Got this info from the local dealer in Trollhättan, Sweden (http://www.gardhemsarchery.se/).
But since he is from Croatia and is only so educated in English it might just be a misunderstanding. 

He have only sold one of these bows in Sweden so far (he is a fairly fresh dealer), but this is what he had to to even be able to sell the bow. Have at least known him for a while and I got no reason at all to think that he is talking crap.


----------



## u.t.s.

ah ok. So obviously there was a misunderstanding




P.S. I just contacted OK in order to clear that up: Of course, OK sells the bows to everybody who orders - an pays :wink: - it and, OK dealers do the same. The only thing where OK is a little bit "picky" concerns the staff shooters. You have to be a proven good archer to get on board of this team. But, I mean, this is normal.


----------



## Gundolf

u.t.s. said:


> ah ok. So obviously there was a misunderstanding
> 
> 
> 
> 
> P.S. I just contacted OK in order to clear that up: Of course, OK sells the bows to everybody who orders - an pays :wink: - it and, OK dealers do the same. The only thing where OK is a little bit "picky" concerns the staff shooters. You have to be a proven good archer to get on board of this team. But, I mean, this is normal.
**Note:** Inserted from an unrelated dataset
PR #707, opened 2026-07-28
safeBash: refactor to match expressions, pattern matching, and pipes

egonSchiele:
Behavior-preserving refactor of `std::safeBash` to match expressions, pattern matching, and the pipe operator, following up on the v3 merge. **Every test fixture is byte-identical** — only the test helpers that read `Execution` fields changed shape, which is the proof the observable behavior did not.

## What changed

Might be a misunderstanding from his side. Talked to him a couple of hours ago, and as you said its the team/staff-shooters they are picky with, as normal.
But other than that as I understood it he have to, as a dealer for OK, certify that the people buying their bows are active archers, with at least a membership in a club. But it might be a misunderstanding as well. 

However its fine by me, cause my next bow will probably be a OK, or i might as well use a slingshot


----------



## u.t.s.

Gundolf said:


> However its fine by me, cause my next bow will probably be a OK, or i might as well use a slingshot



pretty good idea! I am frequently out on the 3D courses here in Germany and met many R8 owners already. There was not a single one who was not enthusiastic about his bow! Everybody who shot it says, there is no comparable bow at the moment.


----------



## Gundolf

u.t.s. said:


> pretty good idea! I am frequently out on the 3D courses here in Germany and met many R8 owners already. There was not a single one who was not enthusiastic about his bow! Everybody who shot it says, there is no comparable bow at the moment.
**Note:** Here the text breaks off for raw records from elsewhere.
PR #710, opened 2026-07-28
parser: an index or slice cannot start on a new line

egonSchiele:
Fixes the first of the three compiler gaps found during the safeBash match refactor (#707's TODO entries): a single-element array pattern arm after an expression arm parsed as an **index on that arm's value**, killing the whole match with the generic "expected match cases" error.

## Mechanism (from the DEBUG trace)

`_functionCallParser` consumes trailing whitespace **including newlines**. After the arm expression `failure("a")` parsed, the chain loop (`many(chainElementParser)`) resumed at the next line's `[sub]`, `bracketParser` matched, and the second arm's pattern became `failure("a")[sub]`. Multi-element patterns were immune only because `expr["a", "b"]` is not valid index syntax — which is why v2 safeBash's `["git", "status"]` arms worked by accident while v3's `["status"]` arms could not.

## The fix

A boundary at the top of `indexChainParser` and `sliceChainParser`: look back from the element's position across spaces and tabs (via tarsec's parse-wide input, `getInputStr`), and refuse the element if a newline sits there. Statement context already refused this continuation (`const x = g()` newline `[0]` was two statements before this change), so the boundary aligns expression context with existing statement behavior rather than inventing a new rule.

Deliberately untouched: **dot-method chains** — a fluent `.method()` on its own line is an established style. A bare `[i]` on a new line is an array literal or a pattern, never an intended index. If the parse-wide input is unavailable (defensive case), the boundary disables itself and behavior is exactly as before.

## Verified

So I have heard, but unfortunately there aren't many comparable price-tags either considering its expensive as h_ll!
On the other hand, for that type of craftsmanship, its well worth it.

I might talk to my local dealer-buddy and see if he cant cut me a nice deal


----------



## Sagittarius

The R8 is more expensive than most bows but most bows do not use the much more expensive and stronger aluminum riser that OK does.
One day, I accidentally scratched the riser of my R8 with a field tipped arrow.
I thought the scratch was bad but, when I rubbed the area, the mark was almost invisible on the finish and the material beneath was undamaged. 
The R8 riser is extremely tough and built hell for strong. :thumbs_up
I would not trade my R8 even up for the new $2,100.00 Mathews Safari bow. 
I think, the R8 is definitely the better bow.




(To Issac, I could not respond to your PM on the R8 as your PM box is full; You need to delete messages.)


----------



## Dugga Boy

Sagittarius said:


> I thought the scratch was bad but, when I rubbed the area, the mark was almost invisible on the finish and the material beneath was undamaged.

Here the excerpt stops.